PR #74903, opened 2023-03-24
Upsell higher Akismet tier in Calypso (i1)

andrii-lysenko:
Related to # 1201210512993648-as-1204165400433577/f

## Proposed Changes
In order to provide an Upgrade path for Akismet products we should enable Upgrade button in Calypso Purchases page. As a first iteration, we propose to directly navigate user to the next available plan at checkout, to avoid lengthy implementation and design.

## Testing Instructions
- Apply the branch locally and spin `yarn start` OR use Live link provided below
- Navigate to `/checkout/akismet/test` (if using live link provide a Feature flag param `?flags=akismet/siteless-checkout`) and purchase 10k plan
- Navigate to `/me/purchases` and select the new Purchased Akismet plan
TOGIT
- Hit the`Upgrade` button. You should be redirected to checkout for 20K plan. 
- You can repeat until the 40K plan, after which, it will redirect you to `https://akismet.com/enterprise`. Note, that in current Akismet site there's no such page, but you could update the hosts file with new one to test. 

## Pre-merge Checklist


client/me/purchases/manage-purchase/index.jsx
```diff
@@ -277,7 +280,9 @@ class ManagePurchase extends Component {
 			! isComplete( purchase ) &&
 			! isP2Plus( purchase );
 		const isUpgradeableProduct =
-			! isPlan( purchase ) && JETPACK_BACKUP_T1_PRODUCTS.includes( purchase.productSlug );
+			! isPlan( purchase ) &&
+			( JETPACK_BACKUP_T1_PRODUCTS.includes( purchase.productSlug ) ||
```
CodeyGuyDylan: Isn't required here since it's from prior implementation, but I noticed in the `calypso-products` package, there is a `isJetpackBackupT1Slug` function that could be used here

client/me/purchases/manage-purchase/index.jsx
```diff
@@ -277,7 +280,9 @@ class ManagePurchase extends Component {
...
+				isAkismetProduct( { product_slug: purchase.productSlug } ) );
```
CodeyGuyDylan: Just curious, what is the reason for calling the function this way instead of `isAkismetProduct( purchase.productSlug )`? Readability maybe?

client/me/purchases/manage-purchase/index.jsx
```diff
@@ -373,13 +378,42 @@ class ManagePurchase extends Component {
...
+		if ( yearlyIndex === AKISMET_PLUS_YEARLY_PRODUCTS.length - 1 ) {
+			return 'https://akismet.com/enterprise';
+		} else if ( yearlyIndex !== -1 ) {
+			const nextPlan = AKISMET_PLUS_YEARLY_PRODUCTS[ yearlyIndex + 1 ];
+			return `/checkout/akismet/${ nextPlan }`;
+		}
+
+		return 'https://akismet.com/enterprise';
+	}
+
```
CodeyGuyDylan: This does seem pretty hacky, but if we are planning on sending them to an upgrade page in the future this will do for now

CodeyGuyDylan (approved):
Couple small notes, none of them blocking

client/me/purchases/manage-purchase/index.jsx
andrii-lysenko: Good catch! I think I was writing this too tired:)

client/me/purchases/manage-purchase/index.jsx
andrii-lysenko: Yes, I think it worth updating) Thanks

client/me/purchases/manage-purchase/index.jsx
andrii-lysenko: Definitely! And overall, I think this logic will be replaced by a proper upsell page in the next iteration.

client/me/purchases/manage-purchase/index.jsx
```diff
@@ -373,13 +378,42 @@ class ManagePurchase extends Component {
...
 
+	// For the first Iteration of Calypso Akismet checkout we are only suggesting
+	// for immediate upgrades to the next plan. We will change this in the future
+	// with appropriate page.
+	getAkismetUpgradeUrl() {
+		const { purchase } = this.props;
+
+		const monthlyIndex = AKISTMET_PLUS_MONTHLY_PRODUCTS.indexOf( purchase.productSlug );
+		if ( monthlyIndex === AKISTMET_PLUS_MONTHLY_PRODUCTS.length - 1 ) {
+			return 'https://akismet.com/enterprise';
```
jboland88: Since this value is re-used, can it be declared as a variable?

client/me/purchases/manage-purchase/index.jsx
```diff
@@ -373,13 +378,42 @@ class ManagePurchase extends Component {
...
+		} else if ( monthlyIndex !== -1 ) {
+			const nextPlan = AKISTMET_PLUS_MONTHLY_PRODUCTS[ monthlyIndex + 1 ];
+			return `/checkout/akismet/${ nextPlan }`;
+		}
+
+		const yearlyIndex = AKISMET_PLUS_YEARLY_PRODUCTS.indexOf( purchase.productSlug );
+		if ( yearlyIndex === AKISMET_PLUS_YEARLY_PRODUCTS.length - 1 ) {
+			return 'https://akismet.com/enterprise';
+		} else if ( yearlyIndex !== -1 ) {
+			const nextPlan = AKISMET_PLUS_YEARLY_PRODUCTS[ yearlyIndex + 1 ];
```
jboland88: This approach works as long as we can assume the order of `AKISMET_PLUS_YEARLY_PRODUCTS ` matches our desired upgrade paths. Would there ever be an instance where that is not true?

An upgrade map would be much more verbose, but perhaps easier to parse? WDYT?

jboland88 (commented):
What happens for the personal plans? It looks like the current upgrade flow might point them to the enterprise URL?

client/me/purchases/manage-purchase/index.jsx
andrii-lysenko: Yes, I could define the Upgrade map. Initially I've done this way to use current logic as my assumption that we would want to create a proper Upsell page within month or two, and then the we don't need the mapping

jboland88 (approved):
Thanks for the updates! I think this is ready to ship.

We may need to tinker with the upgrade URL from free -> personal, IIRC there's an additional parameter that controls the price for the personal plan. But we can iterate on that.

packages/calypso-products/src/constants/akismet.ts
```diff
@@ -80,3 +80,17 @@ export const AKISMET_PRODUCTS_LIST = <const>[
 	...AKISMET_PLUS_PRODUCTS,
 	...AKISMET_ENTERPRISE_PRODUCTS,
 ];
+
+export const AKISMET_UPGADES_PRODUCTS_MAP = {
```
CodeyGuyDylan, line 84: It's a bit late for this, but I just noticed that there is a typo here `UPGADES`

Doesn't keep it from working, but noticed randomly when working on a file that imported this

**WHAT YOU ARE ASKED TO DO:** In the entries above, copy each line that contains the string "CodeyGuyDylan".

**RESULT FOR THIS TASK:**
CodeyGuyDylan: Isn't required here since it's from prior implementation, but I noticed in the `calypso-products` package, there is a `isJetpackBackupT1Slug` function that could be used here
CodeyGuyDylan: Just curious, what is the reason for calling the function this way instead of `isAkismetProduct( purchase.productSlug )`? Readability maybe?
CodeyGuyDylan: This does seem pretty hacky, but if we are planning on sending them to an upgrade page in the future this will do for now
CodeyGuyDylan (approved):
CodeyGuyDylan, line 84: It's a bit late for this, but I just noticed that there is a typo here `UPGADES`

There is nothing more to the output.